A huge part of the online community was left twiddling thumbs as Facebook, WhatsApp, Instagram, and other online platforms that depend on it went down globally. The social media giant has confirmed the issue was much bigger than DNS servers. It seems Facebook was unreachable due to BGP Issue.
Apparently, Facebook faced a BGP or the Border Gateway Protocol issue. The company has now rectified the erroneous configuration, allowing millions to log in and get back to their social media accounts.

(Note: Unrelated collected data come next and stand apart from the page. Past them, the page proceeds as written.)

PR #807, opened 2026-06-06
Auto: implement issue #599

### LINKED ISSUE #599: Wire up GET /sales/opportunities/{id}/recommendations endpoint
Subtask of #46
Depends on #598

Add a new router file `src/api/routers/recommendations.py` with `GET /sales/opportunities/{id}/recommendations`. Use `require_auth` dependency, inject `AsyncSession` via `Depends(get_db)`. Call `RecommendationService(session).get_recommendations(id, tenant_id)`, serialize result with `.to_dict()`, wrap in `ApiResponse`. Register router in `src/main.py`. Unit test: 200 on existing opportunity, 404 on missing.

Dev-Plan: docs/dev-plan/20-sales/0599-wire-up-get-sales-opportunities-id-recommendations-endpoint.md

yihua-zhuo:
Closes #599

Plan: `.plans/issue-599.md`

1. **Plan** — Claude wrote a detailed implementation plan to `.plans/issue-599.md`.

Please review before merging.

## Summary by CodeRabbit

* **New Features**
  * Added a protected endpoint that returns personalized sales recommendations (conversion probability, similar opportunities, next-best action).

* **Bug Fixes**
  * Unified error handling to provide consistent JSON error responses across the API.

* **Tests**
  * Added comprehensive unit and integration tests covering success, not-found, internal errors, missing tenant/auth, and integration wiring.

* **Documentation**
  * Added a development plan describing acceptance criteria and testing/linting steps.

### DIFF
--- a/.plans/issue-599.md
+++ b/.plans/issue-599.md
@@ -1,0 +1,61 @@
+I have all the context needed. Here is the plan:
+
+# Implementation Plan — Issue #599
+
+## Goal
+Wire up the `GET /api/v1/sales/opportunities/{id}/recommendations` HTTP endpoint by creating a new router that calls the existing `SalesRecommendationService`, adding an async `get_recommendations` method to that service, and registering the router (which `api/__init__.py`'s `iter_routers()` discovers automatically).
+
+## Source Contract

Facebook and its owned properties were working fine, but the information superhighway had routing problems leading users to a dead end:
Collectively, Facebook, WhatsApp, and Instagram command a huge chunk of the online community. These services handling tremendous amounts of data every second, 24x7x365.
However, even the Internet’s giants, sometimes suffer from some small issues that render them unreachable. Facebook, WhatsApp, and Instagram collectively went down at about 11:50 AM EST.
To the huge community of people and businesses around the world who depend on us: we're sorry. We’ve been working hard to restore access to our apps and services and are happy to report they are coming back online now. Thank you for bearing with us.
— Facebook (@Facebook) October 4, 2021
While millions of users scrambled to confirm if their internet was working, the issue was with the social media giant’s backend servers. Strangely, even the core servers were functioning, but the pathway had suddenly vanished.
Facebook has confirmed that yesterday’s worldwide outage was caused by faulty configuration changes. Apparently, the backbone routers, couldn’t lead users to the servers of the company.
Facebook, Instagram and WhatsApp are starting to come back online but are working very slowly. pic.twitter.com/YlLoxHeo62
— Yid Info (@YidInfoNews) October 4, 2021
Speaking about the “outage”, Santosh Janardhan, VP for Engineering and Infrastructure at Facebook, said:
“Our engineering teams have learned that configuration changes on the backbone routers that coordinate network traffic between our data centers caused issues that interrupted this communication. This disruption to network traffic had a cascading effect on the way our data centers communicate, bringing our services to a halt.”
Not just the users, even the people working for Facebook couldn’t get any work done?
The outage was quite serious as it brought even major parts of the Facebook universe to a standstill. The configuration issues also impacted the company’s internal systems and tools.
This is primary reason that Facebook engineers had a tough time bringing the systems back online. The “BGP Issue”.
A bunch of Facebook networks has just disappeared from the internet: pic.twitter.com/j07LrmAAdW
— Giorgio Bonfiglio (@g_bonfiglio) October 4, 2021
Facebook has reportedly confirmed that all the user data is intact. In other words, no one managed to compromise Facebook’s security during the downtime.
It would have been near impossible to actually reach Facebook’s servers as the various Facebook routing prefixes had suddenly disappeared from the Internet’s BGP routing tables.
Still trending positive: "HTTP/1.1 503 No server is available for the request"
(the absolutely fun thing here is I don't use Facebook – I'm just so passionate about outages and reliability in general) pic.twitter.com/VLNNh725zQ
— Giorgio Bonfiglio (@g_bonfiglio) October 4, 2021
Technical jargon aside, the BGP routing protocol is like the Internet “postal system,”. Facebook and every other website need to advertise its digital address.
As it turns out, the advertised address disappeared. With the address removed, no one else on the Internet knows how to connect to their servers.